Getting Started
Installation
The easiest way is to keep @wdio/ocr-service
as a dependency in your package.json
via.
- npm
- Yarn
- pnpm
npm install @wdio/ocr-service --save-dev
yarn add @wdio/ocr-service --dev
pnpm add @wdio/ocr-service --save-dev
Instructions on how to install WebdriverIO
can be found here.
This module uses Tesseract as an OCR engine. By default, it will verify if you have a local installation of Tesseract installed on your system, if so, it will use that. If not, it will use the Node.js Tesseract.js module which is automatically installed for you.

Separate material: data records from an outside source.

PR #1688, opened 2025-10-21
Fix: updated the parser to handle ORCA cube files.

hanaol:
I have an ORCA-generated cube file that follows the format described in this [link](https://h5cube-spec.readthedocs.io/en/latest/cubeformat.html). The original script processes the {DSET_IDS (#x int)} line together with the voxel data, which I have now updated. The additional code block I introduced is based on the implementation from [ASE](https://gitlab.com/ase/ase/-/blob/master/ase/io/cube.py?ref_type=heads#L78).

Example snippet:

```
Cube data generated by ORCA            # comment
Molecular orbital 0 of operator 0      # comment
  -89  -19.960787  -21.151690  -14.790883  # 89: number of atoms, (-) → {DSET_IDS (#x int)}
   40    0.951233    0.000000    0.000000  # grid info
   40    0.000000    1.049523    0.000000
   40    0.000000    0.000000    0.768611
   45   17.000000    0.329116    2.304392   -1.051723  # atomic info
    6    6.000000    7.086399   -3.364878    1.916365
    ...
    1    1.000000   -7.524159   -5.810954    6.626053
    1    0  # {DSET_IDS (#x int)}
   0.00000E+00   0.00000E+00   0.00000E+00   0.00000E+00   0.00000E+00   0.00000E+00
   0.00000E+00   0.00000E+00   1.97079E-14   2.50774E-14   4.81111E-14  -7.67704E-14
  -1.70954E-13  -3.56271E-13  -6.83331E-13  -1.21962E-12  -1.98377E-12  -3.07282E-12
  -4.45770E-12  -6.04516E-12  -7.83636E-12  -9.70775E-12  -1.15760E-11  -1.32736E-11
```

### DIFF
--- a/.github/scripts/run_pytest_methods.bash
+++ b/.github/scripts/run_pytest_methods.bash
@@ -22,4 +22,4 @@ else
 fi
 
 PYTEST_ADDOPTS="-v -s ${PYTEST_PARALLELISM} ${PYTEST_COVERAGE} --cov-report=xml:coverage-method.xml -m 'is_method'" python -m pytest
-PYTEST_ADDOPTS="-v -s ${PYTEST_PARALLELISM} ${PYTEST_COVERAGE} --cov-report=xml:coverage-method.xml --cov-append -m 'is_method'" python -m pytest test/regression_method.py
+PYTEST_ADDOPTS="-v -s ${PYTEST_PARALLELISM} ${PYTEST_COVERAGE} --cov-report=xml:coverage-method.xml --cov-append" python -m pytest test/regression_method.py


cclib/method/volume.py
```diff
@@ -431,10 +440,50 @@ def read_from_cube(filepath):
...
+        datas = numpy.array(datas)
+        tmp = datas[0]
+        tmp = tmp.flatten()
+        
+        '''
         tmp = []
         for line in lines[skiplines:]:
             tmp.extend(line.split())
         tmp = numpy.asanyarray(tmp, dtype=float)
+        '''
```
berquist: If this code is no longer used, you can delete it instead of commenting it out, since it will still be a part of version control history.

cclib/method/volume.py
```diff
@@ -460,5 +509,4 @@ def read_from_cube(filepath):
 
     # Assign grid data
     vol.data = numpy.resize(tmp, vol.data.shape)
-
```
berquist: Erroneous change?

berquist (changes requested):
Thank you for the fix.  Do you have an example cube file that's small and triggers the problem?  I can write a test for your fixes but need the file for reference.  Attaching it in a comment is fine.

cclib/method/volume.py
hanaol: I’ve committed the change.

berquist:
This will fail because I haven't added the two cube files to the cclib-data repo.  I'll rerun tests once that's done.

berquist (approved):
Thanks for the fixes and your patience!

If you want to speed up the image processing then the advice is to use a locally installed version of Tesseract. See also Test execution time.
Instruction on how to install Tesseract as a system dependency on your local system can be found here.
For installation questions/errors with Tesseract please refer to the Tesseract project.
Typescript support
Ensure that you add @wdio/ocr-service
to your tsconfig.json
configuration file.
{
"compilerOptions": {
"types": ["node", "@wdio/globals/types", "@wdio/ocr-service"]
}
}
Configuration
To use the service you need to add ocr
to your services array in wdio.conf.ts
// wdio.conf.js
exports.config = {
//...
services: [
// your other services
[
"ocr",
{
contrast: 0.25,
imagesFolder: ".tmp/",
language: "eng",
},
],
],
};
Configuration Options
contrast
- Type:
number
- Mandatory: No
- Default:
0.25
The higher the contrast, the darker the image and vice versa. This can help to find text in an image. It accepts values between -1
and 1
.
imagesFolder
- Type:
string
- Mandatory: No
- Default:
{project-root}/.tmp/ocr
The folder where the OCR results are stored.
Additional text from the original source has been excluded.